- [Work instructions]: Write out every line exactly, from the first line of the records below through the line that contains "### LINKED ISSUE #534: fix(release): publish".

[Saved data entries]
-- Opening Marker --
Issue #636, opened 2026-08-20
chore(release): add DCO sign-off (-s) to release.py git commits


adriannoes:
## Problem

`scripts/release.py` creates release commits with:

```python
run(["git", "commit", "-m", f"chore: release v{version}"])
```

Those commits do not include a DCO `Signed-off-by` trailer, so the **Developer Certificate of Origin** CI check fails on release PRs (e.g. #635 required a manual `git commit --amend -s` + force-push).

## Proposed fix

Pass `-s` / `--signoff` on every `git commit` invocation in `release.py` (at minimum the release bump commit in `_apply_prepare`).

Example:

```python
run(["git", "commit", "-s", "-m", f"chore: release v{version}"])
```

## Acceptance criteria

- [ ] Release PRs opened by `release-pr` / `alpha-pr` pass DCO without manual amend
- [ ] Trailer matches commit author (`user.name` / `user.email`), per `.cursor/rules/dco-signoff.mdc`

## Context

- Repo enforces DCO via `.github/workflows/dco.yml`
- Prior release commits (e.g. `chore: release v0.4.0-beta.2`) had the same gap; easy to forget because most day-to-day commits are signed off manually

PR #565, opened 2026-08-03
chore: Update dev branch with Main's changes

mocha06:
## Summary

updating dev branch with changes pushed directly to main

-

## Test plan

- [ ] `uv run pytest -m "not integration"`
- [ ] `uv run ruff check . && uv run ruff format --check .`
- [ ] Manual smoke (if applicable): callable via Cursor MCP

## Docs / skills

- [ ] `docs/parity.md` updated when MCP ↔ CLI coverage changed
- [ ] Affected `skills/` updated in this PR (or a paired PR)
- [ ] No docs/skills update needed

## Legal / contributions

- [x] Commits include DCO sign-off (`git commit -s`)
- [x] Regulated-domain skills include `COMPLIANCE.md` when applicable

PR #638, opened 2026-08-21
chore: release v0.5.0-beta.1

### LINKED ISSUE #528: fix(release): release-pr must fail when main has commits absent from dev

### LINKED ISSUE #531: ci: run the packaging smoke install on a schedule to catch upstream breakage

### LINKED ISSUE #534: fix(release): publish tags without ever building or installing the wheels

### LINKED ISSUE #535: fix(release): the release workflow creates the GitHub Release before validating the wheels

### LINKED ISSUE #540: install: write an install receipt so teardown is exact

### LINKED ISSUE #548: Hosted profile: session ownership degrades to client_id, so end users of one OAuth client are not isolated

### LINKED ISSUE #550: telemetry: stamp the deployment (local vs hosted) into the client headers

### LINKED ISSUE #561: ci: open the main -> dev back-merge pull request automatically

mocha06:
Cuts `v0.5.0-beta.1`, capturing everything merged into `dev` since `v0.5.0-alpha.1`. Tagging publishes a GitHub Release with wheels and a pre-release PyPI upload.

## What this PR contains

- Lockstep version bump `0.5.0-alpha.1` -> `0.5.0-beta.1` across every workspace package's `__init__.py`, the root `pyproject.toml`, `.claude-plugin/plugin.json`, `.claude-plugin/marketplace.json`, `.cursor-plugin/plugin.json`, and `uv.lock`.
- `CHANGELOG.md`: `## [Unreleased]` finalized to `## [0.5.0-beta.1] - 2026-08-21`; the Release workflow uses this section as the GitHub Release body.

### Added

- **Cursor Marketplace plugin**: `.cursor-plugin/plugin.json` and root `mcp.json` package the skill catalog plus the hosted MCP server (`mcp.pipefy.com`) with in-client OAuth. The Cursor manifest declares `"commands": []` so the Claude Code files in `commands/` are not discovered. Version lockstep and CI packaging lint cover the new manifest. The listing is submitted from `main` after this packaging is released.

### Changed

- **Skill authoring template**: the copyable `SKILL.md` starter lives at `.github/skill-template/` rather than under `skills/`, so the catalog directory is only published skills.
- **Skills (`pipefy-ai-agents`)**: `create_ai_knowledge_base_document`, `create_llm_provider`, and `update_llm_provider` take a local file and are withheld on the hosted server. The skill now marks them local-profile-only so an agent on the Cursor Marketplace plugin (or any hosted URL) does not call tools the hosted floor omits.
- **Back-merge workflow (squashed back-merges, DCO):** a back-merge that was squashed or rebased is now repaired without being asked. The next run sees its pull request merged while the divergence still stands, cuts `rc-dev/chore/back-merge-main-<short-sha>-ancestry` from `dev`, merges `main` with `-s ours`, and opens that. The repair takes no files, because a squash applies every file and drops only the second parent — `dev`'s tree is already current and ancestry is the sole thing missing. A plain merge there would duplicate text `dev` already carries, since with no shared ancestry git reads one paragraph on each side as two independent additions. Squashing the repair in turn leaves the count where it was, and that is where the automation stops and records the loop rather than opening a third pull request for one `main` head. Separately, the generated pull request body now names any carried commit whose author disagrees with its own `Signed-off-by`: a squash rewrites the author to the merging account's profile identity while the trailer is carried verbatim, so a commit that passed DCO on its own pull request fails it on every back-merge that carries it afterwards, and it cannot be rewritten once it is on the default branch. The check does not block the merge, and naming the commits keeps a red DCO from reading as a new problem.
- **MCP (destructive confirmation):** every destructive preview now includes a required `confirmation_token` key, and 31 tool schemas gain an optional `confirmation_token` argument (29 dedicated destructive tools plus `execute_graphql` and `call_ipaas_tool`). A first call with `confirm=true` and no valid token returns that preview instead of mutating. Existing clients that ignore unknown keys still parse the preview, and clients that omit the new argument still get a preview rather than an execute, so neither change is a parse break; both change the published contract. GraphQL mutations through `execute_graphql` and destructive `call_ipaas_tool` calls follow the same two-step. The GraphQL preview names the mutation and does not claim it is irreversible (the server cannot tell create from delete). iPaaS `arguments.operation` is stripped then casefolded before needle equality, and a catalog miss is unclassifiable so it takes the two-step rather than running one-shot. The CLI takes no tokens and keeps confirming with `--yes` (or an interactive prompt).
- **GraphQL (documents too nested to parse):** `execute_graphql` and `pipefy graphql exec` refuse a document whose nesting exhausts the parser, and send nothing. Such a document cannot be classified as a query or a mutation, so running it could execute a mutation with no confirmation. `pipefy graphql exec` exits 2 for it even with `--yes`, where it previously failed with an uncaught `RecursionError`.

### Fixed

- **Release tooling (DCO):** `release.py` signs off the release commit it writes. The commit was created with a plain `git commit -m`, so the trailer arrived only from a `prepare-commit-msg` hook the author happened to have — a fresh clone has none, and the release pull request then failed DCO. A trailer lives inside the commit message, so no additive commit repairs it: the only way out was an amend and a force-push on an open release pull request, which is what #635 needed. `-s` takes the identity from `user.name`/`user.email`, the same one git stamps as author, so the trailer matches by construction. Both `release-pr` and `alpha-pr` reach the commit through `_apply_prepare`, so one call site covers every flow. (#636)
- **MCP (hosted `remote` profile): per-session credential binding now discriminates per user.** `mcp` 2.0 refuses a request whose authorization context differs from the one that created its Streamable HTTP session, comparing the `(client_id, issuer, subject)` triple the SDK derives from the validated bearer. `JwtTokenVerifier` supplied only `client_id`, which for the hosted server is the one public `pipefy-mcp` OAuth client every end user authorizes through, so the check could not tell two users of that client apart and either could present the other's `mcp-session-id`. The JWT `sub` is now mapped onto the SDK's own `subject` field and `iss` is carried on `claims`, the two components the comparison reads on top of `client_id`. The same triple also binds sealed `requestState`. `mcp` 1.27.2 added the ownership check and the `subject`/`claims` fields together, so a build resolving the toolkit's former `mcp[cli]>=1.25.0,<2` range to 1.27.2 or later ran the check against a `subject` nothing populated, and compared the client alone. Releases before `0.5.0-alpha.1` are affected on the hosted `remote` profile; the `local` profile validates no inbound bearer and is not. `PipefyAccessToken` is removed, since `subject` is a base `AccessToken` field in 2.0 and the subclass that carried `sub` under 1.x is redundant. Part of #543, and closes #548. The mapping supplies `subject` for every `sub` shape, not only a `str`. It had kept the `isinstance(sub, str)` guard from the `PipefyAccessToken.sub` field it replaced, where `sub` fed request logging only and degrading to `None` cost nothing; once the field became an ownership component that same line became a fail-open, collapsing `{absent, null, every non-string}` onto one principal. Two bearers of the one public `pipefy-mcp` client whose `sub` landed in that class produced an identical triple and the manager served one caller's request on the other's session (`ping` and `tools/list` both 200 for `sub` 101 vs 102, against the real manager). A non-string `sub` is now coerced with `str` rather than dropped, so an IdP emitting a numeric `sub` keeps distinguishing its users, the way the SDK's own `principal_components` coerces a non-string `iss`. An empty or whitespace-only `sub` is rejected outright (401), not mapped to `None`: `None` is the no-subject class, so folding a blank `sub` into it would make two blank-`sub` bearers share a context where they previously did not. A non-blank value is carried verbatim, never stripped. Not reachable through the deployed issuer, which emits a string `sub` on every access token it mints; the exposure is a self-hosted `PIPEFY_JWT_ISSUER_URL` pointed at another IdP. A bearer carrying no `sub` at all still maps to `subject=None`, and two such bearers of one client still share a context, waived deliberately: the identity precedence exists to accept a bearer whose only claim is `azp`/`client_id`, which names no end user, and it is the degradation the SDK documents for an unsupplied component. Deriving a `subject` from `jti` or a bearer hash was rejected, because it puts a credential id in the field every reader takes for an end user (the request log emits it as `sub`) and breaks a caller's own session on every token refresh. The waiver is pinned against the real session manager.
- **`uninstall.sh` (skills, project layout)**: `skills add` has two layouts and only one was read. A global install keeps its lock at `~/.agents/.skill-lock.json`; an install run from inside a project keeps it at `<project>/skills-lock.json`, and the probe looked for the first name only. No lock meant no derived store, so the confinement guard correctly refused a target it had no store for and the content stayed — a real round trip left seventeen `SKILL.md` files and the lock file behind while reporting success. Both names are read now, per base. The store is derived from the base rather than from the lock's own directory, since it is `<base>/.agents/skills` in both layouts while the lock's place is what differs. The skills directory beside a project lock is swept too, so a project install is visible without a receipt as well as with one. The lock file is `skills add`'s own and can record skills from several sources, so this run drops its own entries and removes the file only when those were the only ones in it — the contract `rmdir` already uses for a directory. The confinement guard is unchanged: a link out of the store still costs the link and nothing more. Both lookups are keyed on the lock as well as the skill name, since a machine carrying a global and a project install has the same name in both: keyed on the name alone the first record answered for the other one's store, so a project skill was judged against the global root, read as outside it, and left behind on a run that exited 0. (#541)
- **`uninstall.sh` (stderr noise)**: a scan no longer prints `printf: I/O error`. `client_rows`, `all_client_rows` and `records` emit a line at a time, and five consumers stopped reading early — four `awk … exit` and one `break` out of a `while read` — which closes the pipe while the producer is still writing; dash reports that EPIPE. They read to the end and keep the first match instead, which for a four-row table costs nothing. A static check enforces the shape, because running the code cannot: whether the producer is still writing when the consumer leaves depends on what fits in the pipe buffer, so the same early exit reproduces on Linux and not on macOS. `check_pipe_drain.py` runs beside the deletion guard in pre-commit and in CI and rejects an early exit in any pipeline fed by a function defined in the script; an `exit` inside an awk `END` block is not one, since END runs after the input is consumed. (#541)
- **CI (round-trip coverage)**: the install/uninstall round trip runs both scripts from `$HOME/roundtrip` rather than `RUNNER_TEMP`. `npx skills add` writes into the working directory, and `RUNNER_TEMP` sits under `$HOME` inside the pruned `work` tree, so the skills the job installed were never part of the filesystem comparison it exists to make. The job now also asserts outright that the install produced skills and that none survive the teardown, so the guarantee does not rest on which directories stay pruned. (#541)
- **`uninstall.sh` (skills)**: a skill is removed only where a record says this toolkit installed it. Teardown deleted every `~/.claude/skills/pipefy-*` directory under a tier-1 label promising a reinstall would restore it, which is false for anything this repository does not ship: `pipefy-` is a namespace anyone may write in, and a skill someone authored there went through `remove_path` with no backup. The prefix is now read as a namespace rather than a claim of ownership. Provenance comes from two records and nothing else — the install receipt, which lists the skills a run added by difference against what was already there, and the lock file `skills add` keeps for the base it wrote into, whose `source` is compared for equality against this repository. Anything else under the same prefix is reported and left in place, including in heuristic mode, which is where most machines are and stay. A skill directory is usually a link into a shared store, so the store content and the lock entry now go with the link instead of being stranded behind a run that reported the skill gone. (#541)
- **`uninstall.sh` (hosted token)**: the hosted OAuth logout runs where it can reach its target. `claude mcp logout <name>` resolves the name across scopes and takes no scope flag, so running it in the credentials phase — before any registration was touched — bound it to whichever entry outranked the hosted one and failed, leaving the token stored. Removal now has a phase for unshadowing local- and project-scope registrations, then the logout, then the hosted entry itself; the credentials-before-configs-before-tools-before-skills-before-state order it sits inside is unchanged. A logout that fails is reported as failed with the in-client fallback, never as a cleared credential. (#541)
- **`uninstall.sh` (deletion guard)**: `remove_path` resolves a path before judging it. It compared strings after stripping trailing slashes, so `$HOME/..` was neither `/` nor `$HOME` as text and named the directory holding every account. Paths are now normalised — `.` and `..` cancelled, the surviving directory resolved through the shell so a symlink cannot hide behind it, the final segment deliberately left alone because a symlink is deleted as a link — and a path containing `$HOME` is refused alongside `/` and `$HOME` themselves. (#541)
- **`uninstall.sh` (marketplace clone)**: an `installLocation` read out of `known_marketplaces.json` is a claim to check, not a deletion target. With no marketplace CLI verb to delegate to, teardown deleted whatever absolute directory that registry named while the plan said only _unregister marketplace_. The path is now required to be the plugin directory's own clone, derived from the client table; anything else is reported and left, and the plan discloses the clone it will delete. (#541)
- **`uninstall.sh` (Codex sub-tables)**: `[mcp_servers.<name>.env]` is a separate table header, invisible to a scan that stops at the next `[`, so excising the parent section left the sub-table and its secrets behind while the closing re-scan reported Codex clean. A section with any dotted child table is now treated as hand-edited: both are reported, both stay, and the run does not claim the file is clear. (#541)
- **`install.sh` / `uninstall.sh` (JSON rewrites)**: `ensure_ascii=False` on every `json.dump`. Adding or removing one registration rewrote unrelated servers' UTF-8 values as `\uXXXX` escapes — semantically identical, and a change to a file the user did not ask to have rewritten. (#541)
- **`uninstall.sh` (receipt keys)**: the receipt reader accepts the hyphen its writer emits. `entry_created.claude-desktop` and `entry_created.claude-code` failed an `^[a-z][a-z0-9_.]*$` key check and were dropped as malformed, so the bit recording that a registration was already there never reached the decision, and teardown fell back to the heuristic and deleted an installer-shaped Claude Desktop entry the installer had explicitly recorded leaving alone. A parity test now expands the writer's key vocabulary over the advertised `--client` values and asserts the reader's alphabet accepts every one. (#541)
- **`uninstall.sh` (exit contract)**: a teardown that removed nothing while state remains no longer exits `0`. `Nothing to remove.` returned success on exactly the tree `--scan` exits `1` on — a hand-edited Codex section, a registration a receipt records as pre-existing — and skipped the report, so the _Left alone_ notes explaining why nothing was planned never printed. Both now match `--scan`. (#541)
- **`uninstall.sh` (Linux keychain)**: a missing `secret-tool` reports the Secret Service as uninspected and exits `2`, as a missing `security` already did on macOS. A credential store nothing could read is not a store known to be empty, whatever the reason it could not be read. (#541)
- **`uninstall.sh` (`--client none`)**: the word is refused instead of silently disarming every registration edit. `--help` advertised `none` in the `--client` allowlist, inherited from `install.sh` where it means *install without registering*, but teardown narrows registration edits and nothing else — so `none` matched no client, skipped every config edit, and still removed the tools, leaving each registration the scan found pointing at a missing command. That is the stranding the phase order exists to prevent, and "tear down but touch no client config" has no coherent meaning, so the value is rejected with a message naming the difference rather than given a second one. The help text is generated from the client table alone. (#541)
- **`uninstall.sh` (skill store)**: a skill entry that links out of the store is not licence to delete what it points at. Resolving the link and deleting the target gave the teardown unbounded reach — a skill linked to a checkout of the user's own would have had that checkout removed — which is the marketplace `installLocation` problem with a longer arm. The permitted root is derived the same way the marketplace clone's is, from the lock file `skills add` keeps rather than from a hardcoded path — `<base>/.agents/skills` for the base that lock was found at — and both sides are canonicalized before the comparison. A target outside it leaves the link removed, the directory untouched, and a report line naming what stayed and where, so nothing reads as "the skill is gone" while its content is still on disk. (#541)
- **`uninstall.sh` (hosted token, reporting)**: an exit status is not proof for a store this run cannot read. `execute_plan` reported any action exiting `0` as `Removed:`, so a `claude mcp logout` that did nothing produced a verified removal claim, set the credential-deleted flag, and let the process exit `0` — with the client's OAuth store opaque to the closing re-scan, nothing ever contradicted it. The clear is now recorded as invoked-but-unobservable: its own report group, no removal claim, no credential-deleted accounting, and an exit of `1` rather than `0`, since a machine with an unverifiable clear is not one this run can call clean. This is the rule the local credential path already followed. (#541)
- **Skills (onboarding)**: the toolkit-setup skill's verify step uses the `curl` form of `uninstall.sh --scan`. It required `./uninstall.sh` at a repository root, which the hosted and plugin paths the skill leads with never produce. (#541)
- **`install.sh`**: a failed `uv tool install` is no longer swallowed. `run_quiet` read `$?` after the `if` that ran the command, which is the `if`'s own status (0) when its condition failed, so every failure reported success and the install carried on to register a server binary that was never installed. (#540)
- **`uninstall.sh` (matching rule)**: a registration is found whichever of its two fields identifies this toolkit, and a declared transport `type` is required for neither. An entry carrying a `url` and no `type` was treated as malformed and skipped, which is Claude Code's reading of that shape — it reads a type-less entry as stdio and refuses to start it — applied to every client. Cursor and Codex serve a bare `url` over HTTP, so a hosted registration in a Cursor config was invisible to the scan and survived a teardown, and the same shape was judged three different ways across the two client formats. An entry carrying both a `command` and a `url` diverged the same way in the other direction. The shape is now matched as written, described by whichever half is this toolkit's, and the per-client caveat comes from a `typed-remote` capability in the client table rather than from a client id in the matcher. The rule is implemented twice — python for the JSON configs, shell for the Codex TOML, which must work without python3 — and a suite drives one case table into both formats and one scan, so the copies cannot drift again. (#541)
- **SDK (error hierarchy)**: `PipefyGraphQLError` now subclasses `PipefyAPIError`, and so `PipefyError`. It previously subclassed `Exception` directly, which left the declared hierarchy disconnected from what the SDK actually raises: `PipefyError` and `PipefyAPIError` are both exported from `pipefy_sdk.__all__` and documented as the base and the API-payload error, but neither was raised anywhere in the package, while every GraphQL failure arrived as a `PipefyGraphQLError` that `except PipefyError` did not catch. A consumer following the documented root caught nothing it would ever see. **This widens what `except PipefyError` catches**, which is the point, but it is visible to a library consumer: code that catches `PipefyError` for a narrow purpose and expected GraphQL failures to pass through will now intercept them. Catch `PipefyGraphQLError` first where the distinction matters. The two handlers in `pipefy_cli.commands._common` are reordered for exactly that reason, so the GraphQL formatter still runs and CLI stderr keeps its `message (CODE)` shape rather than collapsing to `str(exc)`; `test_portal_sub_portal_detach_graphql_error_exits_1` guards `run_cli_command` and fails on the reparent alone; `test_run_pipefy_client_coroutine_graphql_error_keeps_the_code_suffix` guards the sibling runner. The parentage itself is pinned by `packages/sdk/tests/test_exception_hierarchy.py`. `PortalPermissionError` is untouched and still subclasses `ValueError`, which is what keeps a portal permission denial on exit code 2 while other GraphQL failures exit 1. No CLI or MCP behavior changes. The reparent is groundwork for #92 (replacing the ~190 broad `except Exception` handlers in the tool layer with typed catches); no handler is migrated here.
- **CLI (`pipefy auth logout`)**: a stored keychain entry that exists but cannot be parsed — stale, corrupt, or written by an older schema — is now deleted instead of being reported as `Not signed in. Nothing to do.` while surviving on disk. The decision comes from entry **presence** (`session_entry_presence` in `pipefy_auth.storage`: `present` / `absent` / `unknown`) rather than from `load_session`, which collapses all three into one `None`. Revocation needs a readable refresh token, so an unreadable entry is delete-only and stderr says the token stays valid at the IdP until natural expiry. When the presence probe itself fails and nothing is deleted, the command claims neither removal nor a clean machine and exits 1. Revoke-failure warnings, the revoke-then-delete order, and the exit-1 manual-removal hint on a rejected delete are unchanged. (#538)
- **AI agents (active lifecycle)**: create can start inactive (`create_ai_agent(active=false)` / `pipefy agent create --inactive`) by sending `disabledAt` on create and the chained update so the second step does not revive; routine update preserves `disabledAt` (optional `disabled_at` / `--disabled-at` pass-through skips the re-read; use `toggle_ai_agent_status` / `pipefy agent toggle` to activate or deactivate); create/update success payloads expose `disabled_at` and `active`; partial-failure envelopes surface shell `disabled_at` and a toggle recovery hint. Skills document the contract. (#520)
- **Release workflow (validate, then publish)**: `.github/workflows/release.yml` created the GitHub Release before anything installed the wheels, so a failing smoke install left a published Release advertising artifacts that could not start. `v0.4.0-beta.1` was exactly that shape — the Release was created, the smoke install failed with `ModuleNotFoundError`, the PyPI upload was skipped, and withdrawing the Release and the tag was manual work. The job now runs in two bands: build, bound the wheel set, stage the PyPI set, and install it into a clean virtualenv launching every console entry point — and only then create the GitHub Release and upload to PyPI. A validation failure now leaves nothing behind but the tag, which is unavoidable because the tag is what triggers the workflow. PyPI stays last within the publish band, since an upload cannot be taken back while a Release can be deleted — which leaves one narrower gap by choice, a failing upload leaving a Release with no matching PyPI artifacts — and a comment in the file states the boundary so later validation is not added between the two publish steps. The two hand-rolled wheel-set assertions the job carried — an inline Python check on `dist/`, and a five-glob bash check while staging — collapse onto `smoke_entry_points.py --check-wheels`, already used by the CI and scheduled-smoke workflows, so every workflow reads one definition of the published-member list rather than three that can drift apart. Closes #535.
- **Release CLI (build before the boundary)**: `scripts/release.py publish` pushed the tag — the one irreversible step — without ever having built or installed the artifacts it was about to release. Every guard before the confirmation prompt was about repository state (branch, working tree, tag collision); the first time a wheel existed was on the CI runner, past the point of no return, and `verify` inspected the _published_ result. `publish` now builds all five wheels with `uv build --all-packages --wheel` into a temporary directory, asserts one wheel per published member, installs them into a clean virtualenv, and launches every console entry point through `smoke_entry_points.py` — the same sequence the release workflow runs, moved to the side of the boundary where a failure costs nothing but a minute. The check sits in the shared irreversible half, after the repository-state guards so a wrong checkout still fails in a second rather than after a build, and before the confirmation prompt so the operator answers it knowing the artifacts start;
-- Closing Marker --
- [Worked solution]:
Issue #636, opened 2026-08-20
chore(release): add DCO sign-off (-s) to release.py git commits


adriannoes:
## Problem

`scripts/release.py` creates release commits with:

```python
run(["git", "commit", "-m", f"chore: release v{version}"])
```

Those commits do not include a DCO `Signed-off-by` trailer, so the **Developer Certificate of Origin** CI check fails on release PRs (e.g. #635 required a manual `git commit --amend -s` + force-push).

## Proposed fix

Pass `-s` / `--signoff` on every `git commit` invocation in `release.py` (at minimum the release bump commit in `_apply_prepare`).

Example:

```python
run(["git", "commit", "-s", "-m", f"chore: release v{version}"])
```

## Acceptance criteria

- [ ] Release PRs opened by `release-pr` / `alpha-pr` pass DCO without manual amend
- [ ] Trailer matches commit author (`user.name` / `user.email`), per `.cursor/rules/dco-signoff.mdc`

## Context

- Repo enforces DCO via `.github/workflows/dco.yml`
- Prior release commits (e.g. `chore: release v0.4.0-beta.2`) had the same gap; easy to forget because most day-to-day commits are signed off manually

PR #565, opened 2026-08-03
chore: Update dev branch with Main's changes

mocha06:
## Summary

updating dev branch with changes pushed directly to main

-

## Test plan

- [ ] `uv run pytest -m "not integration"`
- [ ] `uv run ruff check . && uv run ruff format --check .`
- [ ] Manual smoke (if applicable): callable via Cursor MCP

## Docs / skills

- [ ] `docs/parity.md` updated when MCP ↔ CLI coverage changed
- [ ] Affected `skills/` updated in this PR (or a paired PR)
- [ ] No docs/skills update needed

## Legal / contributions

- [x] Commits include DCO sign-off (`git commit -s`)
- [x] Regulated-domain skills include `COMPLIANCE.md` when applicable

PR #638, opened 2026-08-21
chore: release v0.5.0-beta.1

### LINKED ISSUE #528: fix(release): release-pr must fail when main has commits absent from dev

### LINKED ISSUE #531: ci: run the packaging smoke install on a schedule to catch upstream breakage

### LINKED ISSUE #534: fix(release): publish tags without ever building or installing the wheels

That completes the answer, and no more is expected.